My Imaginary Friend

I recently traveled to to Princeton,  NJ for a friend’s wedding. This is news in itself considering I haven’t been to a wedding ceremony since the marriage of 2 lesbian friends in Fallbrook some 20 years ago. I normally skip it and go straight to the reception. This time was different as this was one of my very good friends getting married, someone I never thought this would happen to.

Long story short, the ceremony was extremely godly, old fashioned and quite frankly it’s ridiculous that people in this day and age believe in this shit. I closed my ears at the part where a passage was read out saying the woman must obey her husband blah blah blah. So I decided that I needed to adopt an imaginary friend, which as an adult is quite a dangerous thing to do. Why? Well, if you have an imaginary friend they call you crazy, if lots of people have the same imaginary friend, they call it a religion.

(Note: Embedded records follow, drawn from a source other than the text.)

PR #2022, opened 2025-11-24
Fix handling of large solid tight rects

CendioOssman:
Fix for ancient bug in the server that violates the Tight protocol, and more leniency in the client to handle the already deployed servers that won't be upgraded for some time.


svenssonaxel:
> It's in `readRect()`:

Oh, now I get it. The check was only relaxed for fill type rectangles, for which this loop is never executed.

PR #2023, opened 2025-11-24
Fix too short java array

svenssonaxel:


CendioOssman:
Should this also be applied on the 1.16 branch, @bphinz?

bphinz:
Yes please

Issue #2031, opened 2025-12-15
'AskDisplayChoice Never' causing View only mode


axet:
**Describe the bug**

Using '-AskDisplayChoice Never' causing remote connection to become view only, even if you choice "Remote control" before.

My new imaginary friend is called Kenneth, I call him Ken for short. Ken doesn’t have any miraculous skills, for instance he can’t walk on water. He can water ski though, but only if towed by a boat and only when the upward force of the water on the ski is equal to the downward force of gravity, at which point Ken can effectively stay afloat. If the boat stops, Ken sinks. They call this fundamental physics or more commonly science.

Ken can’t turn water into wine either and believe me in my mind he has tried. Ken can, however, make a freaking bitchin’ smoothy by using a device known as a blender, invented by Stephen Poplawski in 1922. Ken simply throws different types of solids and liquids into the blender and spinning blades mix it all up.

Ken tries to stay healthy and feels he can eat anything in moderation. This is contrary to what most other people’s imaginary friend believes, who expressly forbids eating rabbit, shellfish, pork, weasels, scavengers, reptiles, and owls. Deep fried owl & chips is one of Ken’s favorites.

Ken keeps his hair short as he feels long hair is dangerous while ziplining and would cost him a fortune in conditioner. He also prefers pants and shirts as he feels white robes would constantly require laundering and folks may think he is wearing a dress.

Ken doesn’t burn bulls at the altar as a sacrifice to create a pleasing odor for the Lord because he likes his neighbors. Instead Ken invites them over for smaller pieces of cow, shaped in patties and lightly cooked on a barbecue. The same neighbor insists on working on the Sabbath, Exodus 35:2 clearly states he should be put to death. Ken has thought about killing him but would prefer to keep him as a friend.

Ken is a cool imaginary friend because he isn’t a hypocrite.